Il 2 luglio 2025, il Presidente Donald Trump ha annunciato un nuovo accordo commerciale con il Vietnam, volto a riequilibrare i rapporti commerciali tra i due Paesi. Un tema che, come ben sappiamo in Italia, richiama alla mente le delicate dinamiche economiche che legano le nostre regioni e nazioni, dove tradizione e innovazione si intrecciano per trovare un equilibrio.
Secondo l'accordo, le esportazioni vietnamite verso gli Stati Uniti saranno soggette a un dazio del 20%, significativamente ridotto rispetto al 46% inizialmente proposto. In cambio, i prodotti americani avranno accesso senza dazi al mercato vietnamita. Inoltre, per evitare che merci cinesi eludano i dazi statunitensi passando per il Vietnam, sarà applicata una tariffa del 40% sui beni trans-shippati. Questa misura richiama, in un certo senso, le nostre esperienze regionali di controllo e tutela dei prodotti locali contro pratiche sleali.

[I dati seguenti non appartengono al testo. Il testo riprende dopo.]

PR #359, opened 2022-02-01
Fixed broken encoding for unit tests

Zabuzard:
### Overview

Apparently the previous setup didnt work and unit tests have been executed on the wrong encoding.

Resulting in minor issues, such as unicode usage inside tests not working as expected. For example the following test fails:
```java
assertEquals("\u2022 foo", "• foo");
```
> expected: <• foo> but was: <â€¢ foo>
> Expected :• foo
> Actual   :â€¢ foo

This fixes the issue.

### DIFF
--- a/build.gradle
+++ b/build.gradle
@@ -51,8 +51,7 @@ subprojects {
         }
     }
 
-
-    compileJava {
+    def compileTasks = {
         options.encoding = 'UTF-8'
 
         // Makes spotlessApply task run on every compile/build.
@@ -63,16 +62,8 @@ subprojects {
         targetCompatibility = JavaVersion.VERSION_17
     }
 
-    compileTestJava {
-        options.encoding = 'UTF-8'
-
-        // Makes spotlessApply task run on every compile/build.
-        dependsOn 'spotlessApply'
-
-        // Nails the Java-Version of every Subproject
-        sourceCompatibility = JavaVersion.VERSION_17
-        targetCompatibility = JavaVersion.VERSION_17
-    }
+    compileJava(compileTasks)
+    compileTestJava(compileTasks)
 
     spotless {
         java {


build.gradle
```diff
@@ -63,6 +63,17 @@ subprojects {
...
+    compileTestJava {
+        options.encoding = 'UTF-8'
+
+        // Makes spotlessApply task run on every compile/build.
+        dependsOn 'spotlessApply'
+
+        // Nails the Java-Version of every Subproject
+        sourceCompatibility = JavaVersion.VERSION_17
+        targetCompatibility = JavaVersion.VERSION_17
+    }
```
Zabuzard, line 75: This is a direct copy of `compileJava`. Can we get rid of the duplication somehow (helper method or similar)?

@illuminator3 any idea?

illuminator3: `compileTestJava` and `compileJava` both want a closure. You can just make a variable for it and then assign both to it in a single expression:
```groovy
def javaCompileThings = {
        options.encoding = 'UTF-8'

        // Makes spotlessApply task run on every compile/build.
        dependsOn 'spotlessApply'

        // Nails the Java-Version of every Subproject
        sourceCompatibility = JavaVersion.VERSION_17
        targetCompatibility = JavaVersion.VERSION_17
}

compileTestJava = compileJava = javaCompileThings
```I'm not sure as of right now if the above works, in case it doesn't, try the following:
```gradle
compileTestJava(javaCompileThings)
compileJava(javaCompileThings)
```

Zabuzard: Cool stuff, ill try

Zabuzard: Former didnt work:
> Cannot assign 'Closure' to 'JavaCompile' 

But latter did, thanks

Heatmanofurioso (approved):

Tais993 (approved):

java-coding-prodigy (approved):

L'accordo è scaturito da un dialogo tra il Presidente Trump e il capo del Partito Comunista vietnamita, To Lam. Il Vietnam esporta quasi il 30% della sua produzione verso gli Stati Uniti ed è un polo manifatturiero di rilievo per molte grandi aziende. Ricordando la nostra storia industriale, dove l'identità regionale ha sempre giocato un ruolo cruciale, questo accordo rappresenta un momento significativo, soprattutto considerando che lo scorso anno gli USA hanno registrato un deficit commerciale con il Vietnam di 122 miliardi di dollari.
L'economista Mary Lovely ha osservato che tali accordi sono più praticabili con partner di dimensioni più contenute. Questo patto riflette legami economici più stretti in un contesto geopolitico più ampio nell’area Asia-Pacifico, un’area in cui, come in Europa, tradizione e modernità si confrontano continuamente, richiedendo saggezza e visione per navigare le sfide comuni.